▸ **ASSIGNED TASK**: Whenever a line in the records below holds the string "TextInputField", copy it out.

=== Begin Enclosure ===

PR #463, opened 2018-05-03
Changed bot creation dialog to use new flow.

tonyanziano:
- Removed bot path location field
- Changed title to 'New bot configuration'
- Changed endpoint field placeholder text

=== End Enclosure ===
=== Begin Enclosure ===

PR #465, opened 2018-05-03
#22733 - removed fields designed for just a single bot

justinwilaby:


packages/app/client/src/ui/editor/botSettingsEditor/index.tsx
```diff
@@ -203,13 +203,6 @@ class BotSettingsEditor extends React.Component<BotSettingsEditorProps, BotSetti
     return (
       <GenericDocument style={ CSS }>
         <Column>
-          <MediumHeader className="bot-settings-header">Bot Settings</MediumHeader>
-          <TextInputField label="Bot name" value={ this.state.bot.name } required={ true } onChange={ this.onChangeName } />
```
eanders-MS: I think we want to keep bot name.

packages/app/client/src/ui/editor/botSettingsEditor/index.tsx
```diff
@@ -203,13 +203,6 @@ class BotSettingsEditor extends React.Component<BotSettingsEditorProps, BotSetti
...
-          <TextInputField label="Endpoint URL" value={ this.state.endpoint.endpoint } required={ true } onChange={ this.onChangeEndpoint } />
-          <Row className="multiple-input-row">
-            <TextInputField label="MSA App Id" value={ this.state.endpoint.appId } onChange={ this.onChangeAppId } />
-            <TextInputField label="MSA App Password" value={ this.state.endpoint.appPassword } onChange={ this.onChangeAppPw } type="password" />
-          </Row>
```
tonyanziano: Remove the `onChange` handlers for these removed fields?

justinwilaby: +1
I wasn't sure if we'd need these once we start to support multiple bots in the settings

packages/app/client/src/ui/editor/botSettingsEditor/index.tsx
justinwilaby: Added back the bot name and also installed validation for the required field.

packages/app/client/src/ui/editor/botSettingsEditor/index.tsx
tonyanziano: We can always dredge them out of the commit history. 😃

=== End Enclosure ===

▸ **WRITTEN SOLUTION**:
-          <TextInputField label="Bot name" value={ this.state.bot.name } required={ true } onChange={ this.onChangeName } />
-          <TextInputField label="Endpoint URL" value={ this.state.endpoint.endpoint } required={ true } onChange={ this.onChangeEndpoint } />
-            <TextInputField label="MSA App Id" value={ this.state.endpoint.appId } onChange={ this.onChangeAppId } />
-            <TextInputField label="MSA App Password" value={ this.state.endpoint.appPassword } onChange={ this.onChangeAppPw } type="password" />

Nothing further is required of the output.